Collected data
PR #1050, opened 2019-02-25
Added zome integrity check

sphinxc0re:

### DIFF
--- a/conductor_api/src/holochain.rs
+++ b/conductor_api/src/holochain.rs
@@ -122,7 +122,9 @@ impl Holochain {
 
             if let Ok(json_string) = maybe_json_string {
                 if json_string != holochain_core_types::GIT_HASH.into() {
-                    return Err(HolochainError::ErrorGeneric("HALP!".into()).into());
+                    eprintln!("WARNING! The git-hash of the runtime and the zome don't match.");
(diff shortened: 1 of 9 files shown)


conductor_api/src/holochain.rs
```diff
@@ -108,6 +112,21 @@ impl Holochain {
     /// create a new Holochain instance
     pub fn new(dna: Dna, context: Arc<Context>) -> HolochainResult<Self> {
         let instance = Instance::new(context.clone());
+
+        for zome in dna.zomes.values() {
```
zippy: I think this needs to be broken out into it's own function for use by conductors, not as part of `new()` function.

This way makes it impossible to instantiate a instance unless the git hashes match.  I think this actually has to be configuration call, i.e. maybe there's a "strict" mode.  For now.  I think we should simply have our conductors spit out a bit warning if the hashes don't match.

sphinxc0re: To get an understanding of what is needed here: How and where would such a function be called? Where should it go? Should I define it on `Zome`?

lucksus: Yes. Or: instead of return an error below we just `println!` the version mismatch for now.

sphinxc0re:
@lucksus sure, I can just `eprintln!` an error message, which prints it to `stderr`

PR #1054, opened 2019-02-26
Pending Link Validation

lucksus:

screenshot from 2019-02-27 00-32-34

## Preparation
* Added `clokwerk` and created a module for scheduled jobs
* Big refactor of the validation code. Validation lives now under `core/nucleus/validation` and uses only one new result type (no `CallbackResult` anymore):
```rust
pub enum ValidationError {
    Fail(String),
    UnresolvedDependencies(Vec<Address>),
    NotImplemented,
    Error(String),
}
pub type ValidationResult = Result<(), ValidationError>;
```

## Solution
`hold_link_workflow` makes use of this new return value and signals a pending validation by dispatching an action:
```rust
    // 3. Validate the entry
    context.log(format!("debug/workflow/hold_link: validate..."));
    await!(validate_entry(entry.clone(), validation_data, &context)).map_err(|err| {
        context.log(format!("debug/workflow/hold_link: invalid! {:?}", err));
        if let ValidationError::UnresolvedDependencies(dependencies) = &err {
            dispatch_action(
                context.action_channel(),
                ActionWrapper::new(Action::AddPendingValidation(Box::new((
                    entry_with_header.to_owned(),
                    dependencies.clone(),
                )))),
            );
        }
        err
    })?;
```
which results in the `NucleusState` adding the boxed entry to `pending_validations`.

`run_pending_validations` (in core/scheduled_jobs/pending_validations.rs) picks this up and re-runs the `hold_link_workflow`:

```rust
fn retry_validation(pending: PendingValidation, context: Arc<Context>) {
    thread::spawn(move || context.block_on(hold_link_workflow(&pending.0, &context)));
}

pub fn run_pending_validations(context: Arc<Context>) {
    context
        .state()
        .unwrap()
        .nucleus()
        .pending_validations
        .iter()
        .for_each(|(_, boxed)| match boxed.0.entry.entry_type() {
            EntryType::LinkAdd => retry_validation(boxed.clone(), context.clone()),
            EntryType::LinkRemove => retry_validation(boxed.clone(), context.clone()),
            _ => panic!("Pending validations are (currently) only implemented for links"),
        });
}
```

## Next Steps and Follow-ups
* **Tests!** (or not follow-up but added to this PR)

...

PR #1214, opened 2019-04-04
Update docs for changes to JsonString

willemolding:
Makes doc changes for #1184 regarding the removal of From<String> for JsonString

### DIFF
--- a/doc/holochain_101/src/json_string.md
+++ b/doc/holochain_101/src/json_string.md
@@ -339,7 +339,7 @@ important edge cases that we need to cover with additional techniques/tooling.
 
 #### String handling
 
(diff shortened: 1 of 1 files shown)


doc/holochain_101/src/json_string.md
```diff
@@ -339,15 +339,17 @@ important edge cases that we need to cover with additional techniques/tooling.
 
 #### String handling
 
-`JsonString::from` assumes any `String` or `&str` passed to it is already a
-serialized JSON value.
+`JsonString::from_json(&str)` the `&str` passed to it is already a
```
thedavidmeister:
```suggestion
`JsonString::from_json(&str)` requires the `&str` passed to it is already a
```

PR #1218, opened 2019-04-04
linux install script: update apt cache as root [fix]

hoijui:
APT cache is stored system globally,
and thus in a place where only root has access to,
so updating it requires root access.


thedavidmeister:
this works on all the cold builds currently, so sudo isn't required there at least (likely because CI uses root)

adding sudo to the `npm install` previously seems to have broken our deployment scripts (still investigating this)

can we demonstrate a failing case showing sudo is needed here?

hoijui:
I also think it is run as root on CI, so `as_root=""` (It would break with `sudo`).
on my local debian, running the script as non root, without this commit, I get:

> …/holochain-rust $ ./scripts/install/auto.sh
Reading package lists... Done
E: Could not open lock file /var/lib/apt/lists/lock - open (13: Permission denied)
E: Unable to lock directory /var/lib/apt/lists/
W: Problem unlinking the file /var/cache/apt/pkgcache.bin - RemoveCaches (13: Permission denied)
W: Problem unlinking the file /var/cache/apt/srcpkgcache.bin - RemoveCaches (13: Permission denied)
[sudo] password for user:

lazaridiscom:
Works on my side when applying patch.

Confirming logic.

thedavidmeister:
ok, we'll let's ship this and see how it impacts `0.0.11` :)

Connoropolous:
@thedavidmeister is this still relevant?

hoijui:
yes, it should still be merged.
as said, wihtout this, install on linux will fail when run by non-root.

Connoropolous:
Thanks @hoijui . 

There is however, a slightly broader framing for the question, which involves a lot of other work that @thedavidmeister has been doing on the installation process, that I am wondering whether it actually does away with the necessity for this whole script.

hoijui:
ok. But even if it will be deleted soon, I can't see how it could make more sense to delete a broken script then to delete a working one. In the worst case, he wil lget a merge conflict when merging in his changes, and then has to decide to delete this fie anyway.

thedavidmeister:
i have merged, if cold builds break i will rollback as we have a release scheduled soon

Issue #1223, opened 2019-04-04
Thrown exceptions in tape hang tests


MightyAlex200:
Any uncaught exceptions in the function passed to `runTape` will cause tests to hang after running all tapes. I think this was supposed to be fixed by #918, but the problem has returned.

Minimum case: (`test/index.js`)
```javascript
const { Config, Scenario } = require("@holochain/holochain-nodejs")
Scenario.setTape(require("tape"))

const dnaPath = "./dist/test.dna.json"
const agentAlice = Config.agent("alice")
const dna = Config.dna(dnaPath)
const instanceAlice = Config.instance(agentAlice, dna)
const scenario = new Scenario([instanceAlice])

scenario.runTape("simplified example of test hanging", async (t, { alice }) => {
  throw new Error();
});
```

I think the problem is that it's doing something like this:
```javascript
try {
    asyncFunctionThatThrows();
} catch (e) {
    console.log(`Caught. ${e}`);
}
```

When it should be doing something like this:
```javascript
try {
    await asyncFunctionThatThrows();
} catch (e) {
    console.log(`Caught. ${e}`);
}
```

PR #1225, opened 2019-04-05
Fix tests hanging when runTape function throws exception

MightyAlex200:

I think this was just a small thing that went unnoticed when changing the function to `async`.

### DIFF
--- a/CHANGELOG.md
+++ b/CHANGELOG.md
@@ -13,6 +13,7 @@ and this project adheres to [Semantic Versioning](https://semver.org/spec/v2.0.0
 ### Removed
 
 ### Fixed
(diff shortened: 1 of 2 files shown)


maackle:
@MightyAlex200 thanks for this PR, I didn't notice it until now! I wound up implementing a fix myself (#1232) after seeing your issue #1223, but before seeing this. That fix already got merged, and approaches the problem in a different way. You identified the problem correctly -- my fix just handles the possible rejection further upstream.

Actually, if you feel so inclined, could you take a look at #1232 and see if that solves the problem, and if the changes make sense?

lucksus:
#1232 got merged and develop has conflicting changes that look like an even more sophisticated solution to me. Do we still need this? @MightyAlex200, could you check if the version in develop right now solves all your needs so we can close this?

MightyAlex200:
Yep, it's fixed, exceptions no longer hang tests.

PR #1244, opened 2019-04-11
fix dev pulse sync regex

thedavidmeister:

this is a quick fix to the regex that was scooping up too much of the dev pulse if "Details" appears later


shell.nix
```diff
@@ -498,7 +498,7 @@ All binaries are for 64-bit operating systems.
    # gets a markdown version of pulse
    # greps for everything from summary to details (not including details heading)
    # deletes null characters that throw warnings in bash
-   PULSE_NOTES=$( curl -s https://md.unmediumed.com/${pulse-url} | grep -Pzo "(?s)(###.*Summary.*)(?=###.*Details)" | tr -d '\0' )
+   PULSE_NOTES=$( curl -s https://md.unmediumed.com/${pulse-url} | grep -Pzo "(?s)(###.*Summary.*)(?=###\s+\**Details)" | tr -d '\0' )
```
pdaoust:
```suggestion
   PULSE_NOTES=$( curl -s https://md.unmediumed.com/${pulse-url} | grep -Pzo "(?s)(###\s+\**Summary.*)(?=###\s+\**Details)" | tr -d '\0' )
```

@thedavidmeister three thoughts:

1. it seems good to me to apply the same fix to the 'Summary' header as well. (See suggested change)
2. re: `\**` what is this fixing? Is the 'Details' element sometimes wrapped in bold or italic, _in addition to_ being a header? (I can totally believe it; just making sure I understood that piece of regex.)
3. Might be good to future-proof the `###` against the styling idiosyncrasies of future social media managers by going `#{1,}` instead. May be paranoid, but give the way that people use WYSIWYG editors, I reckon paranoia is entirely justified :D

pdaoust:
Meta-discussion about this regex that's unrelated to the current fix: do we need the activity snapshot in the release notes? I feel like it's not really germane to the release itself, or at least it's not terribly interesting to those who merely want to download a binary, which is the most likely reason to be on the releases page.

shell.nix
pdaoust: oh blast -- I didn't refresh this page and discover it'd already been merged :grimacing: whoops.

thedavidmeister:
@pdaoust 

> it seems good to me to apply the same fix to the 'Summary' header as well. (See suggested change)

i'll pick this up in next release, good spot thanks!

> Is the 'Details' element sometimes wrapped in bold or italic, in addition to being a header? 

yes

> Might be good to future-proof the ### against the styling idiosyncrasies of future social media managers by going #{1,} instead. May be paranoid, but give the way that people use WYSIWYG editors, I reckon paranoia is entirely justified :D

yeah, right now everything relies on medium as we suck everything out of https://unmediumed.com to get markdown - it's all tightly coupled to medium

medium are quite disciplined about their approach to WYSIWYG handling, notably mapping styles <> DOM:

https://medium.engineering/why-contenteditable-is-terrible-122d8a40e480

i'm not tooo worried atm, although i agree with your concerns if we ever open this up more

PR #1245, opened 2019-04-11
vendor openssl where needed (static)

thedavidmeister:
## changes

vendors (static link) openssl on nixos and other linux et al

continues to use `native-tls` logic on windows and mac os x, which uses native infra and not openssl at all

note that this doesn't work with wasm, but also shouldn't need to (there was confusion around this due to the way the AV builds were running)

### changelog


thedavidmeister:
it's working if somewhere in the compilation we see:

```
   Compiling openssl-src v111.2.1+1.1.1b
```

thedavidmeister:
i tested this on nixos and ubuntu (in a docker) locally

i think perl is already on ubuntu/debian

...

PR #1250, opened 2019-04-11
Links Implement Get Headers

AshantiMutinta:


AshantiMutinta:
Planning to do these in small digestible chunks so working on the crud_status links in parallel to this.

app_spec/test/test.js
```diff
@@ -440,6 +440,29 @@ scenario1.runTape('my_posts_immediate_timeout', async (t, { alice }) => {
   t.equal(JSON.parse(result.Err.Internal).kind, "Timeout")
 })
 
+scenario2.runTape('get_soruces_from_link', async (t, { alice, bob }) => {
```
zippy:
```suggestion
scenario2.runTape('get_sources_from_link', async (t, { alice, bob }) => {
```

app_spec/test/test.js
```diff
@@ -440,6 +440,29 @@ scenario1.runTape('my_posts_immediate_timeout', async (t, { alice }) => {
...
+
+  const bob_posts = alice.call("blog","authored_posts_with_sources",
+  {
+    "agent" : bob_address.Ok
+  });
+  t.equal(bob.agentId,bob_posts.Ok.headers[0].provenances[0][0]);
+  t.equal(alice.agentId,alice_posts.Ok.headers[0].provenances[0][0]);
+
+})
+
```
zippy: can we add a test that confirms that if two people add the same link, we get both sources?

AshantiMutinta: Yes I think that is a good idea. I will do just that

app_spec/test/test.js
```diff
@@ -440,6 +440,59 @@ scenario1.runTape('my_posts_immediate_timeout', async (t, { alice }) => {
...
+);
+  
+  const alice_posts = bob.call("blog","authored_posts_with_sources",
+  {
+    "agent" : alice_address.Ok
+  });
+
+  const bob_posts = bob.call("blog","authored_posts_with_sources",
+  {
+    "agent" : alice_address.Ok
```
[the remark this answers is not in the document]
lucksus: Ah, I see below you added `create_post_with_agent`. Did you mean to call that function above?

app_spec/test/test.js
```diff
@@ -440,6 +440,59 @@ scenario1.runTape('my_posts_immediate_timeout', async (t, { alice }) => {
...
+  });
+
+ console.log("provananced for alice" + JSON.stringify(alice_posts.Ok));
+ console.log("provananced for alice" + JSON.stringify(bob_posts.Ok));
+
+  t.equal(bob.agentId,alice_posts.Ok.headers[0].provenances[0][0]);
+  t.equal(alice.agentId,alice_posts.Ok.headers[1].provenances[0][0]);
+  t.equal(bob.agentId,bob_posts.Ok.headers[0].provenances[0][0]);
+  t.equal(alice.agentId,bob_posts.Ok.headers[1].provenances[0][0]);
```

Task: For each line above that holds the string "scripts", provide a copy of that line.

Response area:
adding sudo to the `npm install` previously seems to have broken our deployment scripts (still investigating this)
> …/holochain-rust $ ./scripts/install/auto.sh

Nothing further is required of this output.